Mais ce qui enthousiasme vraiment Allawi, ce sont les répercussions de la politique de “l'Irak d'abord” et les nombreuses possibilités d'investissement qui s'offrent à lui. Dans le domaine de l'énergie, par exemple, la Chine achète près de la moitié de la production pétrolière irakienne. Elle est l'un des principaux exploitants de plusieurs champs pétrolifères et se diversifie même dans des projets tels que du “pétrole pour les écoles”, qui aident Bagdad dans le domaine de l'éducation.
L'Irak est au premier plan de l'ambitieuse initiative chinoise “Belt and Road Initiative” (BRI), d'une valeur de plusieurs billions de dollars, en Asie occidentale.
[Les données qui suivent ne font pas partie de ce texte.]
PR #176, opened 2022-05-29
Enh/environment analysis units

giovaniceotto:
## Pull request type

## Pull request checklist

The EnvironmentAnalysis class, just like the rest of RocketPy, only supports SI units. This can make some outputs challenge to interpret, since SI units may not be the preferred unit in all cases. Example: Temperature data is seldom
interpreted in Kelvins for rocket flight analysis.

## What is the new behavior?

The EnvironmentAnalysis class (and only it) now supports a new initialization argument: `unit_system` which the user can specify as `SI`, `metric` or `imperial`. In the future, it is possible to allow the user to specify the unit system that he wants.

A unit system is just a dictionary with some dimensions and the units that should be used to represent it. Take the `metric` system for example:

```python
metric_system = {
    "length": "km",
    "velocity": "m/s",
    "acceleration": "g",
    "mass": "kg",
    "time": "s",
    "pressure": "hPa",
    "temperature": "degC",
    "angle": "deg",
    "precipitation": "mm",
    "wind_speed": "m/s",
}
```

The default unit system is `metric` and it is initialized by the `EnvironmentAnalysis.___init_unit_system` method. Then, these units are saved as a dictionary in the `EnvironmentAnalysis.unit_system` attribute.

Besides this dictionary, another new dictionary is also important: the `EnvironmentAnalysis.current_units` attribute. This is initialized by the `EnvironmentAnalysis__init_data_parsing_units` method, and, as the name suggests, defines the dimensions that each parsed variable uses. Here is how it looks:

```python
self.current_units = {
    "height_ASL": "m",
    "pressure": "hPa",
    "temperature": "K",
    "windDirection": "deg",
    "windHeading": "deg",
    "windSpeed": "m/s",
    "windVelocityX": "m/s",
    "windVelocityY": "m/s",
    "surface100mWindVelocityX": "m/s",
    "surface100mWindVelocityY": "m/s",
    "surface10mWindVelocityX": "m/s",
    "surface10mWindVelocityY": "m/s",
    "surfaceTemperature": "K",
    "cloudBaseHeight": "m",
    "surfaceWindGust": "m/s",
    "surfacePressure": "Pa",
    "totalPrecipitation": "m",
}
```

As the name `self.current_units` suggests, this dictionary is only used as presented here to parse the netCDF files and then it changes once the parsed data is converted to the units of `self.unit_system`. This conversion takes place in two methods whose names are self-explanatory.

```python
# Convert units
self.convertPressureLevelData()
self.convertSurfaceData()
```

These run for the first time right after the parsing functions. But they can run other times if the user decides to change the units after initializing the `EnvironmentAnalysis` object. This is done by using the`EnviornmentAnalysis.set_unit_system(unit_system="metric")` method.

A couple of other methods were created and are mainly used inside `convertPressureLevelData` and `convertSurfaceData`. These are:

```python
__convert_units(self, variable, from_unit, to_unit, axis=1)           # General method
__convert_temperature(self, variable, from_unit, to_unit)             # Only for temperatures
__convert_units_Functions(self, variable, from_unit, to_unit, axis=1) # Only for Functions
__conversion_factor(self, from_unit, to_unit)                         # Holds all conversion factors, except for temperatures
```

This last method has a quite interesting dictionary created with the help of GitHub Copilot and worth sharing here:
```python
units_conversion_dict = {
    # Units of length. Meter "m" is the base unit.
    "mm": 1e3,
    "cm": 1e2,
    "dm": 1e1,
    "m": 1,
    "dam": 1e-1,
    "hm": 1e-2,
    "km": 1e-3,
    "ft": 1 / 0.3048,
    "in": 1 / 0.0254,
    "mi": 1 / 1609.344,
    "nmi": 1 / 1852,
    "yd": 1 / 0.9144,
    # Units of velocity. Meter per second "m/s" is the base unit.
    "m/s": 1,
    "km/h": 3.6,
    "knot": 1.9438444924406047,
    "mph": 2.2369362920544023,
    # Units of acceleration. Meter per square second "m/s^2" is the base unit.
    "m/s^2": 1,
    "g": 1 / 9.80665,
    "ft/s^2": 1 / 3.2808399,
    # Units of pressure. Pascal "Pa" is the base unit.
    "Pa": 1,
    "hPa": 1e-2,
    "kPa": 1e-3,
    "MPa": 1e-6,
    "bar": 1e-5,
    "atm": 1.01325e-5,
    "mmHg": 1 / 133.322,
    "inHg": 1 / 3386.389,
    # Units of time. Seconds "s" is the base unit.
    "s": 1,
    "min": 1 / 60,
    "h": 1 / 3600,
    "d": 1 / 86400,
    # Units of mass. Kilogram "kg" is the base unit.
    "mg": 1e-6,
    "g": 1e-3,
    "kg": 1,
    "lb": 2.20462,
    # Units of angle. Radian "rad" is the base unit.
    "rad": 1,
    "deg": 1 / 180 * np.pi,
    "grad": 1 / 200 * np.pi,
}
```

To finish off with implementation details, the label of some plots and also print statements have been modified to support the unit system. Here is an example:

```python
print("Gust Information")
print(f"Global Maximum wind gust: {self.maximum_wind_gust} {self.unit_system['wind_speed']}")
print(f"Average maximum wind gust: {self.average_max_wind_gust} {self.unit_system['wind_speed']}")
print("Temeprature Information")
print(f"Global Maximum temperature: {self.record_max_temperature} {self.unit_system['temperature']}")
```

I hope this gives a good overall explanation of how the implementation of units was done. I am at the reviewer's disposal for more information if needed and an interative live review session if desired.

- [x] Yes
- [ ] No

The breaking change caused is relative to other code in the `enh/environment_analysis` branch. The current code does not
convert the attribute `EnvironmentAnalysis.elevation`. Therefore, it is always in meters while the rest is in other units (km or ft).
`EnvironmentAnalysis.elevation` is usually used to set plot labels. I believe another PR would be needed to improve the implementation of `EnvironmentAnalysis.elevation`, getting the data directly from the surface data file instead of user input. When done like that, the conversion would make much more sense in this new framework.

## Other information

Not having the units 'attached' to the values is quite frustrating to work with. When getting raw values, it may be hard to know in which units they are expressed. This is where `EnvironmentAnalysis.current_units` is your best friend. However, in the future, I do believe a solution using `astropy.units` may be the best way to go!

### DIFF
--- a/rocketpy/EnvironmentAnalysis.py
+++ b/rocketpy/EnvironmentAnalysis.py
@@ -54,7 +54,43 @@ class EnvironmentAnalysis:
         surfaceDataFile=None,
         pressureLevelDataFile=None,
         timezone=None,
+        unit_system="metric",
     ):
+        """Constructor for the EnvironmentAnalysis class.
+        
+        Parameters
+        ----------
+        start_date : datetime.datetime
+            Start date and time of the analysis. When parsing the weather data
+            from the source file, only data after this date will be parsed.
+        end_date : datetime.datetime
+            End date and time of the analysis. When parsing the weather data
+            from the source file, only data before this date will be parsed.
+        latitude : float
+            Latitude coordinate of the location where the analysis will be
+            carried out.
+        longitude : float
+            Longitude coordinate of the location where the analysis will be
+            carried out.
+        elevation : float
+            Elevation of the location where the analysis will be carried out.
+        surfaceDataFile : str, optional
+            Path to the netCDF file containing the surface data.
+        pressureLevelDataFile : str, optional
+            Path to the netCDF file containing the pressure level data.
+        timezone : str, optional
+            Name of the timezone to be used when displaying results. To see all
+            available time zones, import pytz and run print(pytz.all_timezones).
+            Default time zone is the local time zone at the latitude and
+            longitude specified.
+        unit_system : str, optional
+            Unit system to be used when displaying results. Default is metric.
+            Options are: SI, metric, imperial. Default is metric.
+
+        Returns
+        -------
+        None
+        """
         # Save inputs
         self.start_date = start_date
         self.end_date = end_date
@@ -64,8 +100,11 @@ class EnvironmentAnalysis:
         self.surfaceDataFile = surfaceDataFile
         self.pressureLevelDataFile = pressureLevelDataFile
         self.prefered_timezone = timezone
+        self.unit_system_string = unit_system
 
-        # Manage timezones
+        # Manage units and timezones
+        self.__init_unit_system()
+        self.__init_data_parsing_units()
         self.__find_prefered_timezone()
         self.__localize_input_dates()
 
@@ -74,6 +113,10 @@ class EnvironmentAnalysis:
         self.surfaceDataDict = {}
         self.parsePressureLevelData()
         self.parseSurfaceData()
+
+        # Convert units
+        self.convertPressureLevelData()
+        self.convertSurfaceData()
 
         # Initialize result variables
         self.average_max_temperature = 0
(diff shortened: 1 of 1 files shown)


Gui-FernandesBR:
I'm getting problems on objects that don't have tz.info information

image

Gui-FernandesBR:
I tried some following codes, but nothing is working...

    def __localize_input_dates(self):
        try:
            self.start_date.tzinfo
        except:
            self.start_date = self.prefered_timezone.localize(self.start_date)
        try:
            self.end_date.tzinfo
        except:
            self.end_date = self.prefered_timezone.localize(self.end_date)

or 

    def __localize_input_dates(self):
        self.start_date = self.prefered_timezone.localize(self.start_date)
        self.end_date = self.prefered_timezone.localize(self.end_date)

Gui-FernandesBR:
And I'm using the following code to teste:

```
from rocketpy.EnvironmentAnalysis import EnvironmentAnalysis
  import datetime
  
  env = EnvironmentAnalysis(
      start_date= (2019, 1, 1),
      end_date=   (2021, 1, 1),
      latitude=32.990148,
      longitude=-106.969333,
      elevation=1400,
      surfaceDataFile="data\weather\spaceport_america_single_level_reanalysis_2002_2021.nc",
      pressureLevelDataFile="data\weather\spaceport_america_pressure_levels_reanalysis_2002_2021.nc",
      # timezone=,
      unit_system="metric",
  )
```

I also tryed `from datemie import datetime` as an alternative.

@giovaniceotto do you have any idea of what could be happening?

rocketpy/EnvironmentAnalysis.py
```diff
@@ -290,6 +333,216 @@ def __find_prefered_timezone(self):
...
+            "nmi": 1 / 1852,
+            "yd": 1 / 0.9144,
+            # Units of velocity. Meter per second "m/s" is the base unit.
+            "m/s": 1,
+            "km/h": 3.6,
+            "knot": 1.9438444924406047,
+            "mph": 2.2369362920544023,
+            # Units of acceleration. Meter per square second "m/s^2" is the base unit.
+            "m/s^2": 1,
+            "g": 1 / 9.80665,
```
PatrickSampaioUSP, line 424: I didn't get why 1/9.8065

PatrickSampaioUSP (approved):
It's perfect! The only thing is that I would try to move the functions responsible for converting units to a other file, because other classes may use this in the future, and this code doesn't need to be inside the environment analysis (i.e __conversion_factor)

Gui-FernandesBR (approved):
Everything is working fine for me. I've tested some scenarios and the only problem I saw was on the "plot_wind_gust_distribution" function, which were not finding a good fit for some cases, but I understand the problem was due to low range of dates, it means that increasing the range between start date e end date solved everything.

Btw, it was an awesome implementation by you @giovaniceotto !! Let's follow Patrick's idea of using this unitsystem conversion on other classes.

giovaniceotto:
Interesting link: https://joss.theoj.org/papers/10.21105/joss.00809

L'accent est mis sur le développement stratégique, d'une valeur de 17 milliards de dollars : un corridor de transport reliant Bassorah à l'Europe occidentale, dont la construction doit être achevée d'ici 2028, et éventuellement connecté à l'initiative BRI - une route qui s'avérera en fin de compte beaucoup moins chère et plus rapide que celle de Suez, déjà existante.
Une visite à la mosquée Abu Hanifa scelle l'avènement du nouveau Bagdad. C'est ici qu'a débuté la première marche massive des sunnites et des chiites contre l'occupation en 2003, neuf jours seulement après la chute de la statue de Saddam Hussein sur la place Tahrir, orchestrée par les États-Unis. Le minaret bombardé a été reconstruit, la mosquée est aujourd'hui dans un état impeccable et une annexe présentant de précieux objets soufis a été parrainée par une fondation culturelle turque.
Le berceau de la civilisation renaît lentement mais sûrement.